● GOAL OF THE EXERCISE: The expected output is the first line of the data below and every line after it, up to and including the line containing "const latestCheckRun = ownersCheck.buildCheckRun(fileOwners);", each reproduced exactly.

[Saved data entries]
....
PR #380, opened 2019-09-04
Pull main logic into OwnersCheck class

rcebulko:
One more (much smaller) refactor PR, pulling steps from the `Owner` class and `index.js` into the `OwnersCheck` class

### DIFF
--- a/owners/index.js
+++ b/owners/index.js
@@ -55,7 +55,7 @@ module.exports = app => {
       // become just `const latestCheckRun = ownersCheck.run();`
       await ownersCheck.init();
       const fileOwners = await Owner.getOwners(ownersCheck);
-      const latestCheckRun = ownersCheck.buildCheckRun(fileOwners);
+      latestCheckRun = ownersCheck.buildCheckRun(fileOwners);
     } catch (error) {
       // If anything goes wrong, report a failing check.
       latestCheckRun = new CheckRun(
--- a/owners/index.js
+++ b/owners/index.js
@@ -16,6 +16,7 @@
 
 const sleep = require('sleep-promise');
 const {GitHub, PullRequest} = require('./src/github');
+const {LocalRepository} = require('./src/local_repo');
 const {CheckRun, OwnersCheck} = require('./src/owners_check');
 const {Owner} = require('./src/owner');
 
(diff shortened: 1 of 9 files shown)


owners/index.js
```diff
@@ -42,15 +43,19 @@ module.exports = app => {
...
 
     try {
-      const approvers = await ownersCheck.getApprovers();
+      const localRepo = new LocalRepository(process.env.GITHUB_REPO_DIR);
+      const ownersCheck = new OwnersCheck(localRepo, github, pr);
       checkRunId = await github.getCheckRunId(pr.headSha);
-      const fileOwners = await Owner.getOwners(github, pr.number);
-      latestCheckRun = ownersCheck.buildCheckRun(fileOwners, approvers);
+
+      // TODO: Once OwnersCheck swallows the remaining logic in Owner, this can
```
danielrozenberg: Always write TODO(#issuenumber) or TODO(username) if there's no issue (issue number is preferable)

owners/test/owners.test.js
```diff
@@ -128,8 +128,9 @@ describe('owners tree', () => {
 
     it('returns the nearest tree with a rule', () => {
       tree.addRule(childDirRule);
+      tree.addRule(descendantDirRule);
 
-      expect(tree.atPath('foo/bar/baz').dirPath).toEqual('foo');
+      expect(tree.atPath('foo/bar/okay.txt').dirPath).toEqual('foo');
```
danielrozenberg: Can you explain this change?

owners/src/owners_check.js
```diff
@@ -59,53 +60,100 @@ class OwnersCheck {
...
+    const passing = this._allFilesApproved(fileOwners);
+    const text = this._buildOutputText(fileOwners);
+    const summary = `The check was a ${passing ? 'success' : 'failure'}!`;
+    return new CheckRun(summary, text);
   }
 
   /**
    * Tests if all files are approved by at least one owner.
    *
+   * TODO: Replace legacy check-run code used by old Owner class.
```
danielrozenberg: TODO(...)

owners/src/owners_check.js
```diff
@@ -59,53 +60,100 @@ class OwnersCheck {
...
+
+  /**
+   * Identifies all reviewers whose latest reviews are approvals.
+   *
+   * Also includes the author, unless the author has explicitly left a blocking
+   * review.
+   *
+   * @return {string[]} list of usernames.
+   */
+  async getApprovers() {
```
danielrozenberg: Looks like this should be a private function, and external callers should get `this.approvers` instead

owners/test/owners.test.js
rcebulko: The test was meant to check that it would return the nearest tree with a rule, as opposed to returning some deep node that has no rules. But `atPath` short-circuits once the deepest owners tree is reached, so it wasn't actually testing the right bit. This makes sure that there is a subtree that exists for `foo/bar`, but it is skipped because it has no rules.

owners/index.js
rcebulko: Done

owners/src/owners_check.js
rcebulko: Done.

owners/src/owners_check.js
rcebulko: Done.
....
● TASK SOLUTION:
PR #380, opened 2019-09-04
Pull main logic into OwnersCheck class

rcebulko:
One more (much smaller) refactor PR, pulling steps from the `Owner` class and `index.js` into the `OwnersCheck` class

### DIFF
--- a/owners/index.js
+++ b/owners/index.js
@@ -55,7 +55,7 @@ module.exports = app => {
       // become just `const latestCheckRun = ownersCheck.run();`
       await ownersCheck.init();
       const fileOwners = await Owner.getOwners(ownersCheck);
-      const latestCheckRun = ownersCheck.buildCheckRun(fileOwners);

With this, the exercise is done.